▶ **Aim of the task**
Find each line below containing the word "return" and copy it.

Collected data entries:
# # #

PR #44, opened 2024-02-16
Add elevator and shooter sysid commands

Lewis-Seiden:


src/main/java/frc/robot/subsystems/swerve/SwerveSubsystem.java
```diff
@@ -417,14 +417,11 @@ public Command runModuleSteerCharacterizationCmd() {
     return Commands.sequence(
         this.runOnce(() -> SignalLogger.start()),
         moduleSteerRoutine.quasistatic(Direction.kForward),
-        this.stopCmd(),
-        Commands.waitSeconds(1.0),
+        this.stopCmd().withTimeout(1.0),
```
Awesomeplayer165, line 420: does this `1.0` want to be generic? I don't have a strong opinion on this as it probably won't change often, but if changed, then we'll need to change all of them..

Awesomeplayer165 (approved):
small things, don't have strong opinions on them, just coming from a different POV.

PR #48, opened 2024-02-23
Rework PhoenixOdometryThread

kevinclark:
This pulls all the thread-sensitive stuff inside PhoenixOdometryThread, makes it so we only pull each status signal once, and ensures that timestamps are 1:1 associated with a sampling.

### DIFF
--- a/src/main/java/frc/robot/subsystems/swerve/ModuleIOReal.java
+++ b/src/main/java/frc/robot/subsystems/swerve/ModuleIOReal.java
@@ -25,7 +25,7 @@ import com.ctre.phoenix6.hardware.TalonFX;
 import com.ctre.phoenix6.signals.FeedbackSensorSourceValue;
 import com.ctre.phoenix6.signals.InvertedValue;
 import com.ctre.phoenix6.signals.NeutralModeValue;
-import com.google.common.collect.Sets;
+import com.google.common.collect.ImmutableSet;
 import edu.wpi.first.math.geometry.Rotation2d;
 import edu.wpi.first.math.util.Units;
 import frc.robot.subsystems.swerve.Module.ModuleConstants;
@@ -157,8 +157,8 @@ public class ModuleIOReal implements ModuleIO {
 
     PhoenixOdometryThread.getInstance()
         .registerSignals(
-            new Registration(driveTalon, Sets.newHashSet(driveTalon.getPosition())),
-            new Registration(turnTalon, Sets.newHashSet(turnPosition)));
+            new Registration(driveTalon, ImmutableSet.of(drivePosition)),
+            new Registration(turnTalon, ImmutableSet.of(turnPosition)));
 
     BaseStatusSignal.setUpdateFrequencyForAll(
         Module.ODOMETRY_FREQUENCY_HZ, drivePosition, turnPosition);
@@ -202,7 +202,7 @@ public class ModuleIOReal implements ModuleIO {
 
     var samples =
         PhoenixOdometryThread.getInstance()
-            .samplesSince(lastUpdate, Sets.newHashSet(drivePosition, turnPosition));
+            .samplesSince(lastUpdate, ImmutableSet.of(drivePosition, turnPosition));
     lastUpdate = samples.get(samples.size() - 1).timestamp();
 
     inputs.odometryTimestamps = samples.stream().mapToDouble(s -> s.timestamp()).toArray();
--- a/src/main/java/frc/robot/subsystems/swerve/ModuleIOReal.java
+++ b/src/main/java/frc/robot/subsystems/swerve/ModuleIOReal.java
@@ -213,8 +213,9 @@ public class ModuleIOReal implements ModuleIO {
     inputs.odometryTurnPositions =
         samples.stream()
             // should be after offset + gear ratio
+            .map(s -> s.values().get(turnPosition))
             .filter(s -> s != null)
-            .map(s -> Rotation2d.fromRotations(s.values().get(turnPosition)))
+            .map(Rotation2d::fromRotations)
             .toArray(Rotation2d[]::new);
   }
 
--- a/src/main/java/frc/robot/subsystems/swerve/ModuleIOReal.java
+++ b/src/main/java/frc/robot/subsystems/swerve/ModuleIOReal.java
@@ -25,10 +25,11 @@ import com.ctre.phoenix6.hardware.TalonFX;
 import com.ctre.phoenix6.signals.FeedbackSensorSourceValue;
 import com.ctre.phoenix6.signals.InvertedValue;
 import com.ctre.phoenix6.signals.NeutralModeValue;
+import com.google.common.collect.Sets;
 import edu.wpi.first.math.geometry.Rotation2d;
 import edu.wpi.first.math.util.Units;
 import frc.robot.subsystems.swerve.Module.ModuleConstants;
-import java.util.Queue;
+import frc.robot.subsystems.swerve.PhoenixOdometryThread.Registration;
 
 /**
  * Module IO implementation for Talon FX drive motor controller, Talon FX turn motor controller, and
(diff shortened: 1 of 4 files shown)


kevinclark:
lastUpdate issue should be resolved

src/main/java/frc/robot/subsystems/swerve/PhoenixOdometryThread.java
```diff
@@ -51,88 +59,97 @@ public static PhoenixOdometryThread getInstance() {
...
+      return journal.stream()
+          .filter(s -> s.timestamp > timestamp)
+          .map(
+              s -> {
+                var filteredValues =
+                    s.values.entrySet().stream()
+                        .filter(e -> signals.contains(e.getKey()))
+                        .collect(
+                            Collectors.toUnmodifiableMap(Map.Entry::getKey, Map.Entry::getValue));
+                return new Samples(s.timestamp, filteredValues);
```
Lewis-Seiden, line 113: any gc pressure concerns here?

src/test/java/frc/robot/subsystems/swerve/PhoenixOdometryThreadTest.java
```diff
@@ -0,0 +1,91 @@
...
+import com.google.common.collect.ImmutableSet;
+import com.google.common.collect.Queues;
+import frc.robot.subsystems.swerve.PhoenixOdometryThread.Samples;
+import java.util.Collections;
+import java.util.Map;
+import org.junit.jupiter.api.Assertions;
+import org.junit.jupiter.api.BeforeEach;
+import org.junit.jupiter.api.Test;
+
+public class PhoenixOdometryThreadTest {
```
Lewis-Seiden, line 16: not sure if we have time for it at this point in the season, but id love to go over unit testing and how to apply it to robot code at some point

src/main/java/frc/robot/subsystems/swerve/PhoenixOdometryThread.java
```diff
@@ -11,19 +11,25 @@
 // MERCHANTABILITY or FITNESS FOR A PARTICULAR PURPOSE. See the
 // GNU General Public License for more details.
 
+// Copyright 2024 FRC 8033 and Kevin Clark
```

# # #

▶ **Task output**
     return Commands.sequence(
+      return journal.stream()
+                return new Samples(s.timestamp, filteredValues);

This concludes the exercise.